▸ TASK PROMPT: Once the line with "(diff shortened: 1 of 2 files shown)" is found in the entries below, repeat it and each following line exactly, up to and including the line with "Looks good to". Add no other lines.

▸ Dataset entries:
· · · ·
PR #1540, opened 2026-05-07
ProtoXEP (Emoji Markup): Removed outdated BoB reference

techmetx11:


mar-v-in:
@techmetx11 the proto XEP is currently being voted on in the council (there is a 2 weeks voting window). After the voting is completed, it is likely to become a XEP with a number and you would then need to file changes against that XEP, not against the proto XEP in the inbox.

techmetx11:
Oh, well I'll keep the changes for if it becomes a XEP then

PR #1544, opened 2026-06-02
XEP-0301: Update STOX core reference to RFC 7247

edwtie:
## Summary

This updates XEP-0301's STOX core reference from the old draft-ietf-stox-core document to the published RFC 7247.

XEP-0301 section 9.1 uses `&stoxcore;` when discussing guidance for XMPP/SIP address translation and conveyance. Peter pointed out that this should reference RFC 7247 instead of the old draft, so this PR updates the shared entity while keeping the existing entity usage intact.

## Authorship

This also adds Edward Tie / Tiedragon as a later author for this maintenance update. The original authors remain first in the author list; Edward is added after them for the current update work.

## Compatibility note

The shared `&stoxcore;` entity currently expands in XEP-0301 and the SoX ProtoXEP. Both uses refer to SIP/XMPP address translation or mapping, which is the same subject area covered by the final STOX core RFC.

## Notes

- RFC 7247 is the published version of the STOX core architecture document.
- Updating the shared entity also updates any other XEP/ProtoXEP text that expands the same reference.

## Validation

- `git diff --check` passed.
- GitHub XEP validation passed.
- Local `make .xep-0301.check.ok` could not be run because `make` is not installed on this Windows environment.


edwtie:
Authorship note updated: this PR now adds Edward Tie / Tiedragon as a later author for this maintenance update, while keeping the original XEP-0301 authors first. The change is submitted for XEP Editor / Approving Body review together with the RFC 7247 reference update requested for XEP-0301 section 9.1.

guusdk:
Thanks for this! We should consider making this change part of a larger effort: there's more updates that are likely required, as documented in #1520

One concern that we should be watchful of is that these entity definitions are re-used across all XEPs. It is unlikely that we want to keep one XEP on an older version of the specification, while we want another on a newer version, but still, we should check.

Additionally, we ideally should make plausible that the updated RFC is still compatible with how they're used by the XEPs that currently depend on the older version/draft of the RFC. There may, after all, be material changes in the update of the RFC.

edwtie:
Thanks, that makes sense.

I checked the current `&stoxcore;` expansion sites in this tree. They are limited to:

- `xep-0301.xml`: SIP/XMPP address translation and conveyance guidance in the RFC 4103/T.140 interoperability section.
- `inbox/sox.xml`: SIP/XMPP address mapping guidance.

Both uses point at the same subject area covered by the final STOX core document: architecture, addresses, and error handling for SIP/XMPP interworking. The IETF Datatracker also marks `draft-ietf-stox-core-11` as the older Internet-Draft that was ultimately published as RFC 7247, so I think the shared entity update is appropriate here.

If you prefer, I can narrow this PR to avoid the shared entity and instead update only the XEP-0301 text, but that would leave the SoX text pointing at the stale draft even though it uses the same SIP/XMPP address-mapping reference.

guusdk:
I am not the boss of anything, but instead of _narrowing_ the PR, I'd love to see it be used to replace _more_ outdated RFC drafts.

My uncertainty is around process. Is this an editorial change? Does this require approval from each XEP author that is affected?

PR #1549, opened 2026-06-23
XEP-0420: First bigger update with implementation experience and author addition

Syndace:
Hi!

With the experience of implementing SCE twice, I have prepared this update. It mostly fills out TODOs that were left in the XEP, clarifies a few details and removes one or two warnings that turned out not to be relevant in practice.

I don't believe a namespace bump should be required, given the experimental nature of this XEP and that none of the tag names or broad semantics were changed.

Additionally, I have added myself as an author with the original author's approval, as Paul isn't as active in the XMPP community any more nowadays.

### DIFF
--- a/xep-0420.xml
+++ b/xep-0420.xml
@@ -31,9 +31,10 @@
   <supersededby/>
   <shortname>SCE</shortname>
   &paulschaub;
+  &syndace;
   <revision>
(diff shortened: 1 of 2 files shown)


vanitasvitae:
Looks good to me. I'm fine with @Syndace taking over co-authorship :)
· · · ·
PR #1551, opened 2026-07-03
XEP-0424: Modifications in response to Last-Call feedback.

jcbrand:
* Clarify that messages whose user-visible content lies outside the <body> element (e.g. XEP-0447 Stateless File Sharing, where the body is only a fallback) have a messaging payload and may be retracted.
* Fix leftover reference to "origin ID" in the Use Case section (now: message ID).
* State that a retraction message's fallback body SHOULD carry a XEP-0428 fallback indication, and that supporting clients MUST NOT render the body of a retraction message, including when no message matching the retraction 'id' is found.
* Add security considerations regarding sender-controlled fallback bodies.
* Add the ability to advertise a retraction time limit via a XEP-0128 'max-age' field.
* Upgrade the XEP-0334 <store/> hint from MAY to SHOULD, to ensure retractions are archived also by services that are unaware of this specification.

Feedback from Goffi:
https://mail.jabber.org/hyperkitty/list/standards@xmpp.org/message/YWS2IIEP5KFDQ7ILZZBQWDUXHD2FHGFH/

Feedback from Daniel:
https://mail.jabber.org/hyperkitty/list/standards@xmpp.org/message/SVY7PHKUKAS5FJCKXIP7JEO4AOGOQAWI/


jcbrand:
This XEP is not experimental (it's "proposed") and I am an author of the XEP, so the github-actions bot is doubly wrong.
· · · ·
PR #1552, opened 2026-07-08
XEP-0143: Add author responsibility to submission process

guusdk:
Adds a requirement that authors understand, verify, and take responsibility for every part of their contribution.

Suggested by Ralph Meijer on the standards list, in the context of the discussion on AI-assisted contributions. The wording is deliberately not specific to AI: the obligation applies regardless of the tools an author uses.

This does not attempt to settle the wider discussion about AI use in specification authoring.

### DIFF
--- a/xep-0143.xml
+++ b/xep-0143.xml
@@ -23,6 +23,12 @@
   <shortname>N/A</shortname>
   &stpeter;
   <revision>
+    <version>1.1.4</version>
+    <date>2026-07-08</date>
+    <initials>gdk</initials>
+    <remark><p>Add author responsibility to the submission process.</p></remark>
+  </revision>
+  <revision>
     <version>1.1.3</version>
· · · ·
▸ SOLUTION TO THE EXERCISE:
(diff shortened: 1 of 2 files shown)


vanitasvitae:
Looks good to me. I'm fine with @Syndace taking over co-authorship :)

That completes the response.